Phase
My 1993 GSPD has taken me to school on this issue.
About 20 months ago, preparing to ride to Alaska and Prudhoe Bay, I swapped the driveshaft with one that had fresh u-joints. I pulled the still seemingly good driveshaft out of bike when I installed the rebuilt unit. The bearings on the old shaft's u-joint felt nice and tight.
I made it through the last two summers without problems on the rebuilt shaft.
A few weeks ago, the bike had that "clunk," and I pulled the driveshaft out. The front u-joint had shed it's bearings.
I inspected my old driveshaft and the one I had just taken out of the bike. I put them each in a vise and checked to see if the the front and rear u-joints were "in phase," meaning that the u-joint's "U's" that are fastened to the shaft body/rubber damper assembly, are parallel. I put small straight-edged rulers on these pieces and a visual inspection showed BOTH shafts has their u-joints about 7 degrees out of phase.
U-joints, unlike CONSTANT VELOCITY joints, which have their input & output sides running at a constant velocity with each other regardless of angle (thus the name), have small accelerations/deaccelerations that increase with the angle of the bend. Unlike the u-joints you find on rear wheel drive cars, the Airhead Paralever u-joints run at a rather extreme angle, thus greater accelerations/deaccelerations.
Having the u-joints in phase, or in alignment, minimizes the affects of these accelerations/deaccelerations. Likewise, an out-of-phase shaft has the u-joints fighting each other, and beating that poor damper like a red-headed stepchild.

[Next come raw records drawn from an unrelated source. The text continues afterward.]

PR #589, opened 2018-01-05
Implemented utility function to compute covariance between points in GP Model

apaleyes:
This change is not directly used in the library, but is needed for the entropy search acquisition implementation in GPyOpt

### DIFF
--- a/GPy/core/gp.py
+++ b/GPy/core/gp.py
@@ -8,7 +8,6 @@ from .mapping import Mapping
 from .. import likelihoods
 from .. import kern
 from ..inference.latent_function_inference import exact_gaussian_inference, expectation_propagation
-from ..util.linalg import dtrtrs
 from ..util.normalizer import Standardize
 from paramz import ObsAr
 
@@ -680,23 +679,11 @@ class GP(Model):
         mu_star, var_star = self._raw_predict(x_test)
         return self.likelihood.log_predictive_density_sampling(y_test, mu_star, var_star, Y_metadata=Y_metadata, num_samples=num_samples)
 
-    def posterior_covariance(self, X1, X2):
+    def posterior_covariance_between_points(self, X1, X2):
         """
         Computes the posterior covariance between points.
 
         :param X1: some input observations
         :param X2: other input observations
         """
-        # ndim == 3 is a model for missing data
-        if self.posterior.woodbury_chol.ndim != 2:
-            raise RuntimeError("This method does not support posterior for missing data models")
-
-        Kx1 = self.kern.K(self.X, X1)
-        Kx2 = self.kern.K(self.X, X2)
-        K12 = self.kern.K(X1, X2)
-
-        tmp1 = dtrtrs(self.posterior.woodbury_chol, Kx1)[0]
-        tmp2 = dtrtrs(self.posterior.woodbury_chol, Kx2)[0]
-        var = K12 - tmp1.T.dot(tmp2)
-
-        return var
+        return self.posterior.covariance_between_points(self.kern, self.X, X1, X2)
--- a/GPy/core/gp.py
+++ b/GPy/core/gp.py
@@ -8,6 +8,7 @@ from .mapping import Mapping
 from .. import likelihoods
 from .. import kern
 from ..inference.latent_function_inference import exact_gaussian_inference, expectation_propagation
+from ..util.linalg import dtrtrs
 from ..util.normalizer import Standardize
 from paramz import ObsAr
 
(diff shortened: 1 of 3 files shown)


alansaul:
I was wondering, perhaps this would be more well suited to live in `GPy.inference.latent_function_inference.posterior`, perhaps alongside this:

https://github.com/SheffieldML/GPy/blob/97639ff2a6ee94f96e4840a1687616a099e3c7fe/GPy/inference/latent_function_inference/posterior.py#L90

The name `posterior_covariance` is a bit confusing to me though, as m.posterior.covariance is what I would think of as the posterior covariance, i.e. the covariance of the posterior. Can you think of a more suitable name, unless I'm mistaken?

mzwiessele:
I agree with Alan, it should go into the posterior covariance. Then it will also apply for missing data, right?

We could give the covariance function two optional arguments X1 and X2 and depending on the availibility of those, we compute the right covariance.

apaleyes:
I tried to move it to posterior class before, but it became too much dependent on the kernel calculations provided by the model, so result looked super weird. Thus I left it in the model.

As for the name, the idea is that the line

    model.posterior_covariance(X1, X2)

would read as "model, give me a posterior covariance between points X1 and X2". This looks intuitive to me, but to make it more explicit we can call the method "posterior_covariance_between_points". Does that sound any better?

mzwiessele:
Can you explain the issue you are having in greater detail? It should be the same kernel you compute on, with the same parameters if I am not mistaken?

apaleyes:
@mzwiessele sure. Here is the bit:

        Kx1 = self.kern.K(self.X, X1)
        Kx2 = self.kern.K(self.X, X2)
        K12 = self.kern.K(X1, X2)

Here `self` is the model. If `posterior_covariance` was a method in the posterior class, it would need to get the results of these computation somehow. There are two options:

1. Precompute Kx1, Kx2 and K12 outside and pass them in as the parameters. The problem here is that it is very hard to describe these parameters to make a good method in Posterior class. I just don't see how they make sense outside of this particular method.
2. Pass `self.X` and `self.kern` to Posterior, so that it computes everything itself. That means that we have a method in GP class calling a method in Posterior class, which seems superfluous to me.

Besides, there is also a thing about how this is used. In GPyOpt, or any other client code that would call this method, user would normally only have a reference to the model object. One of course could call `model.posterior.covariance_between_points`, but this looks like interface violation, because it makes some assumptions about how GP model class is implemented. So I believe we need a method for that in GP class anyway.

Hopefully I did not explain that too clumsily. Does that any sense at all?

mzwiessele:
To me it is another predict method, which predicts the covariance between
given points. Therefore, it should live in the posterior object and the
kernel is just a parameter. This means you can predict with another kernel
in case you want that using the posterior learnt by the GP. The way of
calling m.covariance.postiorior(kern, X1, X2) seems fine to me. The
prediction methods on the GP class are just convenience, as the posterior
is actually the actor doing predictions.

2018-01-05 16:16 GMT+01:00 Andrei Paleyes <notifications@github.com>:

apaleyes:
Thanks, I am finally convinced Posterior is where this function should live. Updated.

I did not move the tests anywhere because there seems to be no separate test file for Posterior, and current tests convey usage intention well.

alansaul:
Looks good to me. I would say, if you like (and to aid compatibility for other GPyOpt approximating function implementations, which is it's current use-case), it is fine to add a wrapper in GPy/core/gp.py which calls it with the defaults self.kern and self.X . We already have this for predict, etc.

The natural rubber damper breaks down from the added stress and the shaft twists even more, pulling it more out of phase, which adds more of the hammering stress, which then pulls it even more out of phase...a cascade effect, mind you.
I am of the belief that simply replacing the u-joint bearings and not addressing the phase issue is throwing money after bad.
OPTIONS:
NEW DRIVESHAFT--expensive, but will give you a servicable shaft for, what, 20,000 to 40,000 miles? At this point, a chain drive begins to sound real good.
SOLID SHAFT--but if the BMW bean counters at the time were willing to risk catastrophic transmission failure by leaving out a $.85 circlip, why use the expensive rubber-dampened driveshaft assembly if a simple piece of metal rod would work as a drive shaft? That rubber damper has a purpose, perhaps to protect the final drive or transmission. Heck, my Honda 90 has a rubber "cush hub" between the rear sprocket and the hub. We're dealing with about 10 times the power with the Airhead driveline from my 90. I am skeptical of the long range utility of this solution. Anybody have any real data or experience on this?
REPLACE THE DAMPER--this is the solution I am pursuing. Guy Henderson (209-962-7500
guy@hendersenprecision.com) pulls out the worn natural rubber piece and replaces it with one made of urethane rubber of the same durometer, which, according to Guy, should stay in phase about 3 times longer than the stock, perhaps 90,000 miles? Cost, currently, is $175 US.